[Provided data]

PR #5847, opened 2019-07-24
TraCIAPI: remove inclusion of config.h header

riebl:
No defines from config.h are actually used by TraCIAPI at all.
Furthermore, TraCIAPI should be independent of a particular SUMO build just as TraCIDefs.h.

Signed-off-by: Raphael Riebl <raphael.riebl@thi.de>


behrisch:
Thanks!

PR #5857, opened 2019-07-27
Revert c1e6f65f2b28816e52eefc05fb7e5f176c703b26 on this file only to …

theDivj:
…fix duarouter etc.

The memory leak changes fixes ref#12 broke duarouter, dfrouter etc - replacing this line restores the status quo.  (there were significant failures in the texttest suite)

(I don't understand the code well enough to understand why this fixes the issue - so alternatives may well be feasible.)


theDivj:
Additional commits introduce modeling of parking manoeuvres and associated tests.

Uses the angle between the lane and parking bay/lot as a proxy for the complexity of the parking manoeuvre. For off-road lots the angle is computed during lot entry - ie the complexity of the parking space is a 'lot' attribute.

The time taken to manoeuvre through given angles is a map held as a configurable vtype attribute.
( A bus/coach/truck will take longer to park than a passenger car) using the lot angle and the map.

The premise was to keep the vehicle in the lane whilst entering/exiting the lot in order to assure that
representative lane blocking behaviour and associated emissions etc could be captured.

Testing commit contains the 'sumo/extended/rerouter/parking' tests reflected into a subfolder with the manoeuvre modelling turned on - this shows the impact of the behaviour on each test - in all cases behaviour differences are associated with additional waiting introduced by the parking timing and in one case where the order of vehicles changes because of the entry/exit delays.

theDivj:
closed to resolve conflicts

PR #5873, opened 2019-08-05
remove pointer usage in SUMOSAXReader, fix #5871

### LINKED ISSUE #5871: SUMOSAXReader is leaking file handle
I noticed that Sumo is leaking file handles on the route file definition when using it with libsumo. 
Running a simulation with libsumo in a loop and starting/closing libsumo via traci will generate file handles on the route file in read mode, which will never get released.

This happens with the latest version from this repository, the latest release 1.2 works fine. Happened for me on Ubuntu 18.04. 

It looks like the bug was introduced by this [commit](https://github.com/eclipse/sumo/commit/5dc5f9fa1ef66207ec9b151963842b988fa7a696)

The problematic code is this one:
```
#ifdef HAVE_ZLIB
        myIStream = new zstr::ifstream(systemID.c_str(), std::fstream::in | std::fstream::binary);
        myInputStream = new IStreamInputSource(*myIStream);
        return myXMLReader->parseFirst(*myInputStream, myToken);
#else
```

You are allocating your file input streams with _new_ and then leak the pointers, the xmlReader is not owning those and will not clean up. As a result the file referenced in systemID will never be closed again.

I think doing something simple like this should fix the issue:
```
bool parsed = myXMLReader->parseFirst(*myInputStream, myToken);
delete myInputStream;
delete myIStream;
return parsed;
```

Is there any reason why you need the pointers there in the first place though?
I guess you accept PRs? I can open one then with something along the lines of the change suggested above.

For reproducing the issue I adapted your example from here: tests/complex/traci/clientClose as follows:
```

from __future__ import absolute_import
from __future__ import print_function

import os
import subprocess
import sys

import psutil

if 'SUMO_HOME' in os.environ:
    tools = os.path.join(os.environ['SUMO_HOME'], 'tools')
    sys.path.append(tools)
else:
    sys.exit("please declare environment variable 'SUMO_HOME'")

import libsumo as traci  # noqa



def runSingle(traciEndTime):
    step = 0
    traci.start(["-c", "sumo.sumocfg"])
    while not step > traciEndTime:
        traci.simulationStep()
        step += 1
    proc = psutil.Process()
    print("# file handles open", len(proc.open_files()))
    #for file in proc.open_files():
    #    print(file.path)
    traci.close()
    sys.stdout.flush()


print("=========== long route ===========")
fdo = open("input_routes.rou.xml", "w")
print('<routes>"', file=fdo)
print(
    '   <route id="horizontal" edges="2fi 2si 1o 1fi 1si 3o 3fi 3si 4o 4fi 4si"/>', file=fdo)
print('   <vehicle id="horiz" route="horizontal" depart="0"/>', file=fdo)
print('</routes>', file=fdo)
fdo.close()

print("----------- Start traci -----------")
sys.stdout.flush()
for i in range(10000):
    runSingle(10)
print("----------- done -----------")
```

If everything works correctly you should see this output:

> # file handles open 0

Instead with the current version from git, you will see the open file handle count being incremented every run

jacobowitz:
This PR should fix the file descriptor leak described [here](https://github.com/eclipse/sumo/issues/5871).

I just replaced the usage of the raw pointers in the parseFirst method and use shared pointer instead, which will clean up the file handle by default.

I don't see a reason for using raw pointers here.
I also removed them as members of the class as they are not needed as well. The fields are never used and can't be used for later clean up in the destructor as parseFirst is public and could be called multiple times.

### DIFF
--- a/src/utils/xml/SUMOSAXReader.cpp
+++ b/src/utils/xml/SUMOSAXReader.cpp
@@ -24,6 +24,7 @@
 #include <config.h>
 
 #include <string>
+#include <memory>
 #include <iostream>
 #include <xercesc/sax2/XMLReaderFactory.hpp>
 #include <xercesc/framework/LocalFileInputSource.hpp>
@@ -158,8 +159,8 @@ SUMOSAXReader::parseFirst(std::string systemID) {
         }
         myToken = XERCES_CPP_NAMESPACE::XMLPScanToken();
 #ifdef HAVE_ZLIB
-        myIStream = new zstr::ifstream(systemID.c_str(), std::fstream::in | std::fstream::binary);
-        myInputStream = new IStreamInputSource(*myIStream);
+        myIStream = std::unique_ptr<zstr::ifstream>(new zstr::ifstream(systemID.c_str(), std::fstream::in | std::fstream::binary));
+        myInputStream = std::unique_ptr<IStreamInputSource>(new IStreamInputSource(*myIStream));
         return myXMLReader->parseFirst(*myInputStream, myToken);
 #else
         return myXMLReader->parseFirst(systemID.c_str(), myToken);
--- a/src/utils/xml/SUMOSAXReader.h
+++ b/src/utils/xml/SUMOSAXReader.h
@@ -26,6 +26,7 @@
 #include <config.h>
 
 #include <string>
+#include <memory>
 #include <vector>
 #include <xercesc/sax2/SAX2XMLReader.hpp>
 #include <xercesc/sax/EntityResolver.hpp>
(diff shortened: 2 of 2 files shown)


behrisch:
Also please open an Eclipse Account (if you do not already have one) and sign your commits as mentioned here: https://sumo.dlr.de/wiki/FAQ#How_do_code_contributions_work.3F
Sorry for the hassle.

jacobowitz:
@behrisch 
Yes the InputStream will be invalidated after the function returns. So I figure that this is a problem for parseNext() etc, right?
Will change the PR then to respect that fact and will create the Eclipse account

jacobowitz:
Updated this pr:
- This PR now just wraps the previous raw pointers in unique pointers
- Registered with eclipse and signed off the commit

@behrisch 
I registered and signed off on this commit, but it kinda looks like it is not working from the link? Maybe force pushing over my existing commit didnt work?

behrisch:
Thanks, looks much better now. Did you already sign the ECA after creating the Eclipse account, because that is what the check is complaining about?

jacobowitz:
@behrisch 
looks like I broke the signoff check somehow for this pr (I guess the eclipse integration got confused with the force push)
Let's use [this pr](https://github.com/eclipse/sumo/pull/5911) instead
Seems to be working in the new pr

[/Provided data]

• Your instructions:
Please give back the records exactly as written, beginning at the first line and including the line that holds "Additional commits introduce" as the last.

• Solved problem:
PR #5847, opened 2019-07-24
TraCIAPI: remove inclusion of config.h header

riebl:
No defines from config.h are actually used by TraCIAPI at all.
Furthermore, TraCIAPI should be independent of a particular SUMO build just as TraCIDefs.h.

Signed-off-by: Raphael Riebl <raphael.riebl@thi.de>


behrisch:
Thanks!

PR #5857, opened 2019-07-27
Revert c1e6f65f2b28816e52eefc05fb7e5f176c703b26 on this file only to …

theDivj:
…fix duarouter etc.

The memory leak changes fixes ref#12 broke duarouter, dfrouter etc - replacing this line restores the status quo.  (there were significant failures in the texttest suite)

(I don't understand the code well enough to understand why this fixes the issue - so alternatives may well be feasible.)


theDivj:
Additional commits introduce modeling of parking manoeuvres and associated tests.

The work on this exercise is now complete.